Die ganzen Tools kenne ich nicht, das BSI hat diese Behauptung aufgestellt gehabt, siehe Link weiter oben, dann wird das auch stimmen, weil die sollten schon Beweise für solche Aussagen haben.

Dafür jetzt mal ein paar SOHO-Routernachrichten mit bösem Inhalt.

http://www.heise.de/newsticker/Trojaner-konfiguriert-Router-um--/meldung/109413

http://www.heise.de/newsticker/Router-luegen-nicht-was-wenn-doch--/meldung/114984

http://www.heise.de/newsticker/Erste-aktive-Angriffe-auf-DSL-Router-Update--/meldung/102281

http://www.heise.de/newsticker/Ungewollte-Fernkonfiguration-fuer-Heim-Router-Update--/meldung/101799

 *Quote:*   

> Petkov zeigt in seinem Bericht aber, wie sich Router auch über ActionScript in Flash-Applets umkonfigurieren lassen.Zwar kann NoScript auch Flash-Applets blockieren, andere JavaScript-Filter lassen sich aber einfach umgehen. Laut Petkov ist bei einem UPnP-Angriff via Flash nicht einmal eine XSS-Lücke im Router notwendig. Vielmehr sei Flash in der Lage, den Router über zusammengesetzte Header anzusprechen.

 

In Kombination mit anderen Schwachstellen auch solche Fehlerausnutzmöglichkeiten:

http://www.heise.de/newsticker/Neue-Sicherheitsluecke-bei-Internet-Routern--/meldung/20411

http://www.heise.de/newsticker/Voreingestellte-WPA-Schluessel-in-WLAN-Routern-leicht-erratbar--/meldung/103861

http://www.heise.de/tp/r4/artikel/24/24763/1.html

Reicht das alles als Beweislage für meine Behauptungen?.   :Rolling Eyes:   :Wink: 

Und das du Think4UrS11 fundiertes Wissen hast das wird denke ich niemand bezweifeln wollen.   :Very Happy:  Gruß

----------

## think4urs11

 *UTgamer wrote:*   

> Ein Soho-Switch bietet oft nichtmal eine VLAN-Konfig an und arbeitet meist nur in allen IP-Bereichen mit 254 Adressen also der Netzmaske 255.255.255.0, fast schon ein HUB nur eben mit Collisionprotection, kostet ja auch nur 20€.

 

Deswegen nennt man das diesen Teil des Dings ja Switch und nicht Hub.  :Wink:  Ein Switch ist im Grunde erstmal nichts anderes als eine Multiportbridge. Erst managbare Switches können mehr - Vlans, QoS und hastenichgesehen.

 *UTgamer wrote:*   

> Also sollten die MAC-Tabellen geflutet worden sein, weiss der Router nicht mehr zu welchem Netz die MACs gehörenund leitet alle Pakete an alle angeschlossenen Netze weiter, also auch zum nächsten angeschlosenen Router ins Internet des Providers wo dann der eingebaute BKA-Abgriff stattfinden kann.

 

Dem Router sind die MACs egal, der kümmert sich nur um IP-Adressen, das Problem macht der Switch darunter.
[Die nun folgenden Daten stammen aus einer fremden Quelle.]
PR #7262, opened 2025-03-25
3 TDC + 1 TDM cards

Fulgur14:
Should cards like Conspicuous Snoop be changed similar to this Thundermane Dragon? I'm not sure they would work correctly with things like Adventures or MDFC.

### DIFF
--- a/forge-gui/res/cardsfolder/upcoming/sunpearl_kirin.txt
+++ b/forge-gui/res/cardsfolder/upcoming/sunpearl_kirin.txt
@@ -5,7 +5,7 @@ PT:2/1
 K:Flash
 K:Flying
 T:Mode$ ChangesZone | Origin$ Any | Destination$ Battlefield | ValidCard$ Card.Self | Execute$ TrigChange | TriggerDescription$ When this creature enters, return up to one other target nonland permanent you control to its owner's hand. If it was a token, draw a card.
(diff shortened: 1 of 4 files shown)


forge-gui/res/cardsfolder/upcoming/sunpearl_kirin.txt
```diff
@@ -0,0 +1,11 @@
+Name:Sunpearl Kirin
+ManaCost:1 W
+Types:Creature Kirin
+PT:2/1
+K:Flash
+K:Flying
+T:Mode$ ChangesZone | Origin$ Any | Destination$ Battlefield | ValidCard$ Card.Self | Execute$ TrigChange | TriggerDescription$ When this creature enters, return up to one other target nonland permanent you control to its owner's hand. If it was a token, draw a card.
+SVar:TrigChange:DB$ ChangeZone | Origin$ Battlefield | Destination$ Hand | TargetMin$ 0 | TargetMax$ 1 | ValidTgts$ Permanent.YouCtrl+Other | RememberChanged$ True | SubAbility$ DBDraw | TgtPrompt$ Select up to one other target permanent you control
```
tool4ever, line 8: wrong tgts

tool4ever:
most likely the Creature restriction could be merged into the Affected since I'm not aware of any corner case (library or power shouldn't be able to make it illegal in this kind of way)

but this is ok too

tool4ever (approved):

PR #7278, opened 2025-03-27
Removed unnecessary request for image fetching

HeitorBittenc:


tehdiplomat:
@HeitorBittenc I think you missed a spot here too? https://github.com/Card-Forge/forge/blob/master/forge-gui-mobile/src/forge/util/LibGDXImageFetcher.java#L107-L111

tehdiplomat (approved):

PR #7293, opened 2025-03-28
Fix for main quest

Drecon84:
The main quest had an objective that would not complete. This fixes that and removes a comma that was breaking things elsewhere.
(Again there are a bunch of trailing files that aren't mine but that I suspect are just part of the main branch at this point? I hope it won't be a problem).


tehdiplomat:
@Drecon84 Can you try rebasing with your change? I think its picking up some of the line ending changes from cards uploaded directly in the UI.

tehdiplomat:
Thanks for the fix. It looks like i don't have access to resolve your conflicts, so I created the same PR here: https://github.com/Card-Forge/forge/compare/fix-lastquest?expand=1

Drecon84:
At least the fix for the trailing comma worked out. 

I will figure out how to do this correctly. I have no idea how somehow all of those other files got caught up. I still have my fix for the main quest. I'll figure out how to do this stuff cleanly. Shouldn't be that hard.. 
Thanks for the patience. I just don't have enough experience with Git when working together with others. I'll get there though.

PR #7297, opened 2025-03-29
Omen: first attempt

Hanmac:
This adds logic for Omen SubType

@tehdiplomat @tool4ever should we combine the CardSplitType ?


forge-game/src/main/java/forge/game/card/Card.java
```diff
@@ -3029,14 +3044,23 @@ else if (o.grantsZonePermissions())
...
-                CardState advState = getState(CardStateName.Adventure);
+                CardState advState = getState(CardStateName.Secondary);
                 StringBuilder sbSA = new StringBuilder();
                 sbSA.append(Localizer.getInstance().getMessage("lblAdventure"));
                 sbSA.append(" — ").append(CardTranslation.getTranslatedName(advState.getName()));
                 sbSA.append(" ").append(sa.getPayCosts().toSimpleString());
                 sbSA.append(": ");
                 sbSA.append(sAbility);
                 sAbility = sbSA.toString();
+            } else if (sa.isOmen() && state.getStateName().equals(CardStateName.Original)) {
```
tehdiplomat, line 3055: Is it worth combining these sections since the only difference is the translation used?

tehdiplomat (approved):

Hanmac:
@tehdiplomat i think we could cleanup the AlternateMode or should we keep that for now?

Hanmac:
@tool4ever rules updates:


> 720.2a If an effect refers to a card, spell, or permanent that “has an Omen,” it refers to an object that has the alternative characteristics of an Omen spell, even if the object currently doesn’t use them.

Currently, there is no card that cares for "has an Omen"

> 720.3d As an Omen spell resolves, its controller shuffles it into its owner’s library instead of putting it into its owner’s graveyard as it resolves.

That should be okay for now? Or should that be changed in the future?
Like, should that be an ReplacementEffect instead? (this is our way of doing `self-replacement effect`, right?)
Or even be part of the MagicStack code?

tool4ever:
Hmn, I think you should probably change it because that wording makes it like Adventure - replacing **rules** and not **effect** parts.
It matters so e.g. Feather is allowed to replace Omen too: https://www.reddit.com/r/magicTCG/comments/d1wlec/

On a side note I suspect TriggerShuffled doesn't fully check between shuffler vs. library owner as being done here. 🤕

Hanmac:
> Hmn, I think you should probably change it because that wording makes it like Adventure - replacing **rules** and not **effect** parts. It matters so e.g. Feather is allowed to replace Omen too: https://www.reddit.com/r/magicTCG/comments/d1wlec/

i will do that later today or at the week end.

> 
> On a side note I suspect TriggerShuffled doesn't fully check between shuffler vs. library owner as being done here. 🤕

for this maybe an extra MR is needed

Hanmac:
@tool4ever the corner case might be very fabricated, but both Adventure and Omen Replacement effects depending on the Type

So wouldn't it be better if I would move them into CardState as intrinsic Replacements like the Planeswalker ones?

PR #7310, opened 2025-03-30
Mobilize X: enable the keyword to pass the SVars to the static

Hanmac:
the other Mobilize X card should be easy without this MR

### DIFF
--- a/forge-game/src/main/java/forge/game/CardTraitBase.java
+++ b/forge-game/src/main/java/forge/game/CardTraitBase.java
@@ -565,8 +565,8 @@ public abstract class CardTraitBase extends GameObject implements IHasCardView, 
     }
 
     protected IHasSVars getSVarFallback() {
-        if (this.getKeyword() != null) {
-            return this.getKeyword();
+        if (this.getKeyword().getStatic() != null) {
+            return this.getKeyword().getStatic();
         }
         if (getCardState() != null)
             return getCardState();
--- a/forge-game/src/main/java/forge/game/CardTraitBase.java
+++ b/forge-game/src/main/java/forge/game/CardTraitBase.java
@@ -565,8 +565,8 @@ public abstract class CardTraitBase extends GameObject implements IHasCardView, 
     }
 
     protected IHasSVars getSVarFallback() {
-        if (this.getKeyword() != null && this.getKeyword().getStatic() != null) {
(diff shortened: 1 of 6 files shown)


forge-game/src/main/java/forge/game/CardTraitBase.java
```diff
@@ -565,8 +565,8 @@ public CardView getCardView() {
     }
 
     protected IHasSVars getSVarFallback() {
-        if (this.getKeyword() != null && this.getKeyword().getStatic() != null) {
-            return this.getKeyword().getStatic();
+        if (this.getKeyword() != null) {
+            return this.getKeyword();
```
tool4ever, line 569: I've some concern here because this altering of the order could cause problems in cases like this:
```
K:Monstrosity:5:7 G G:X:creature card in your graveyard
SVar:X:Count$ValidGraveyard Creature.YouCtrl
```

Now if for some reason the host gets a different cardState (e.g. Clone) it would fail to find the X?

Hanmac: I don't think so, the it's either on the same card, or use Static Ability to gain the Keyword or the Activated Ability?

tool4ever: - Sacrifice _Death Kiss_ for _The Ever-Changing 'Dane_
- Activate Monstrosity
- Sacrifice some other vanilla creature
- Monstrosity resolve gives no counters 💣

Hanmac: Yeah, that one should have used Static instead
Another reason why I want to change
(But I think I can revert that bit for now?)

tool4ever: If no static available falling back to CardState seems safer right now

Hanmac: until all effects are changed to static layers

Hanmac:
@tool4ever i don't know if Keywords should hold Svars themselves, but that might be useful in the future?

tool4ever:
Well it seems the script would work fine alone 🤷‍♂️
Architecture wise this just seems to complicate things so I'd prefer a good use case before carrying empty TreeMap on all KW? :/

tool4ever (approved):

PR #7910, opened 2025-07-01
Adventure Config File -  add restrictedEvents, allowedJumpstart, and support per-plane configs

Jetz72:
Adds some support for #7899. In particular, a config file in a plane's directory should now be able to override the one in common. Ideally the config fields should be merged, but that has some logistics that'd need to be worked out (like if lists are additive or not, if it's possible to unset a field...), so this seems like a decent way to add the needed functionality for now.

Das Fluten der MAC-table kann aber nicht von außen erfolgen, nur von innen (wenn wir mal den Fall ausklammern das jemand den ISP-Router hackt an dem du aufschlägst - und selbst da sollten zumindest einige der Routerli etwas gegen im Köcher haben).

Die ganzen Angriffe erfolgen aber alle von innen unter Zuhilfename einer internen Maschine, funtkionierende direkte Angriffe sind extrem selten.

 *UTgamer wrote:*   

> Reicht das alles als Beweislage für meine Behauptungen?.    

 

nö, weil das nur meine These untermauert das der Router nicht einfach so (von außen) geflutet werden kann  :Wink: 

----------

## UTgamer

 *Think4UrS11 wrote:*   

>  *UTgamer wrote:*   Reicht das alles als Beweislage für meine Behauptungen?.     
> 
> nö, weil das nur meine These untermauert das der Router nicht einfach so (von außen) geflutet werden kann 

 

Da ist noch ein Punkt der mir gerade einfällt.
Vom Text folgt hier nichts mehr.